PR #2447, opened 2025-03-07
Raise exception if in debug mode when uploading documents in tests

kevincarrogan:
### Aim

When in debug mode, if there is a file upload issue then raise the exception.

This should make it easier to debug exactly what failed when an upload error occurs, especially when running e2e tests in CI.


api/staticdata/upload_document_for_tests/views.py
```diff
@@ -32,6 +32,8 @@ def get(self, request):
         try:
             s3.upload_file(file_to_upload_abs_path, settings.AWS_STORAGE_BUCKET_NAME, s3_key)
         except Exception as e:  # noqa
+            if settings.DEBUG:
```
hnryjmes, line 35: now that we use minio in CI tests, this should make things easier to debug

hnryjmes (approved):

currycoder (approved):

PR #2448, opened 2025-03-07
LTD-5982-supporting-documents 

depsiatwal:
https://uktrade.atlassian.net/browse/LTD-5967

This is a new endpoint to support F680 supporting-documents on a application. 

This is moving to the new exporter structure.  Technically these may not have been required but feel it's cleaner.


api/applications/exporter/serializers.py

Task:
Every entry above must be returned word for word.

Answer box:
PR #2447, opened 2025-03-07
Raise exception if in debug mode when uploading documents in tests

kevincarrogan:
### Aim

When in debug mode, if there is a file upload issue then raise the exception.

This should make it easier to debug exactly what failed when an upload error occurs, especially when running e2e tests in CI.


api/staticdata/upload_document_for_tests/views.py
```diff
@@ -32,6 +32,8 @@ def get(self, request):
         try:
             s3.upload_file(file_to_upload_abs_path, settings.AWS_STORAGE_BUCKET_NAME, s3_key)
         except Exception as e:  # noqa
+            if settings.DEBUG:
```
hnryjmes, line 35: now that we use minio in CI tests, this should make things easier to debug

hnryjmes (approved):

currycoder (approved):

PR #2448, opened 2025-03-07
LTD-5982-supporting-documents 

depsiatwal:
https://uktrade.atlassian.net/browse/LTD-5967

This is a new endpoint to support F680 supporting-documents on a application. 

This is moving to the new exporter structure.  Technically these may not have been required but feel it's cleaner.


api/applications/exporter/serializers.py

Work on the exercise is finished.